Eksistensi karya dan sastra Jawa terus dipertahankan oleh berbagai kalangan. Tak terkecuali oleh Suharmono Kasiyun yang turut melestarikannya melalui goresan pena. Novel berbahasa Jawa berjudul Guwing karyanya mendapat penghargaan Anugerah Sutasoma 2022.
RAMADHONI CAHYA C., Surabaya
SUHARMONO tak menyangka novel yang dibuat pada 1988 itu meraih penghargaan Anugerah Sutasoma 2022 kategori Karya Sastra Berbahasa Daerah Terbaik. Menurut dia, ide cerita dalam novel tersebut terlintas tatkala dirinya melintas di Jalan Tunjungan. Dia melihat seorang penyandang disabilitas diturunkan dari becak di trotoar untuk meminta-minta.
Setiap malam di rumahnya, pria 69 tahun itu menulis naskah novel. Dia mengisahkan, Guwing adalah representasi individu yang menjadi korban nafsu dunia. Terlahir cacat, dibuang ibunya sejak kecil, hingga menjadi pengemis di area lampu lalu lintas. Namun, dia memiliki keinginan hidup yang lebih layak meski diperas keringatnya oleh sang orang tua angkat.
”Ditulis dalam bahasa Jawa ngoko karena saya lahir di Ponorogo yang kental dengan pengaruh Mataraman. Diedarkan di wilayah Jatim dan Jateng,” jelasnya.
Bagi dia, budaya Jawa harus terus dipertahankan karena memiliki nilai-nilai luhur. Hal itu pula yang memotivasi Suharmono untuk menulis saat usia tak lagi muda. Dia juga aktif menulis cerita pendek. Tak terhitung lagi jumlah cerita cekak yang ditulis dan diterbitkan berbagai media. Namun, Suharmono ingat betul ada sekitar enam novel yang telah dikarangnya.
Dia sering menjadikan kisah-kisah umum di masyarakat sebagai tema dalam cerita novel. Ada satu prinsip yang Suharmono jadikan pedoman selama menulis. Yakni, karyanya harus bermanfaat bagi masyarakat dan mengajarkan suatu hal. Menurut perkataan seorang teman, cerita dalam karya novel miliknya berisi kesedihan atau dalam bahasa Jawa disebut nggrantes.
Berbagai sumber mengilhami Suharmono dalam menciptakan karya. Mulai buku, pengamatan sekitar, hingga pengalaman pribadi. Tentu saja peran keluarga juga membuat pria kelahiran 1953 itu menggemari dunia sastra Jawa. Sejak mengenyam bangku sekolah dasar (SD), dia selalu disuguhi beragam majalah berbahasa Jawa. Misalnya, Panjebar Semangat, Jaya Baya, dan Mekar Sari.

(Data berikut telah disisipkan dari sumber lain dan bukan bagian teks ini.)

PR #1024, opened 2016-09-23
Make ntohl/htonl unsigned, in line with C and expected semantics

kbara:
I believe ntohl should be unsigned and have the same semantics as C.ntohl. Switching between signed and unsigned definitions of it breaks code. Using a non-standard definition of such a fundamental function is an unnecessary trap.

This is labelled a sketch because it breaks the tests for 4 apps:
```
ERROR     testlog/lib.protocol.datagram
ERROR     testlog/apps.ipv6.nd_light
ERROR     testlog/apps.vpn.vpws
ERROR     testlog/apps.socket.raw
```

If @eugeneia and @lukego are conceptually happy with this change, I will update those 4 apps to not be broken and remove the [sketch] marker.

### DIFF
--- a/src/core/lib.lua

Suharmono sebelumnya juga pernah mendapat Anugerah Sutasoma pada 2017 di kategori Sastrawan Berdedikasi karena konsistensi sumbangsihnya. Salah satunya mendirikan Paguyuban Pengarang Sastra Jawa Surabaya (PPSJS) bersama dosennya pada 1973.
Dewan Kesenian Surabaya pun turut memberikan dukungan atas berdirinya paguyuban tersebut. ”Sampai saat ini masih aktif. Para anggota berasal dari Surabaya Raya,” ungkap dosen Pendidikan Profesi Guru Sekolah Dasar (PPGSD) Universitas Nahdlatul Ulama Surabaya (Unusa) tersebut.
Suharmono juga ikut serta mendirikan program studi sastra Jawa di Universitas Negeri Surabaya (Unesa) pada 1981. Sebab, kebutuhan guru bahasa Jawa yang cukup tinggi tidak terpenuhi. Ketersediaan guru di bidang itu kala itu belum memenuhi kuota yang ada.